How to complete this task =>
Only lines containing the string "argument" belong in the answer; find them in the records and copy them.

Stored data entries
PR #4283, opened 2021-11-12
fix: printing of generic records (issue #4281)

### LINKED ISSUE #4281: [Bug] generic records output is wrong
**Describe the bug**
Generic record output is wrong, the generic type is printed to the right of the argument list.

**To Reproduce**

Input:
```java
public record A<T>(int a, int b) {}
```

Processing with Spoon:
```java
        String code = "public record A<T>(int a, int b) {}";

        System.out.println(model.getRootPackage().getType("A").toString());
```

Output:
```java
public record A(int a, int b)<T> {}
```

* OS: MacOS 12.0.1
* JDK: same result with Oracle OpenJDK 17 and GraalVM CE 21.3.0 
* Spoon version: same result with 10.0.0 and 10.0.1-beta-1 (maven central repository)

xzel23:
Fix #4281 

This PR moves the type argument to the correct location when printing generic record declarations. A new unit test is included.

Output of the exercise =>
Generic record output is wrong, the generic type is printed to the right of the argument list.
This PR moves the type argument to the correct location when printing generic record declarations. A new unit test is included.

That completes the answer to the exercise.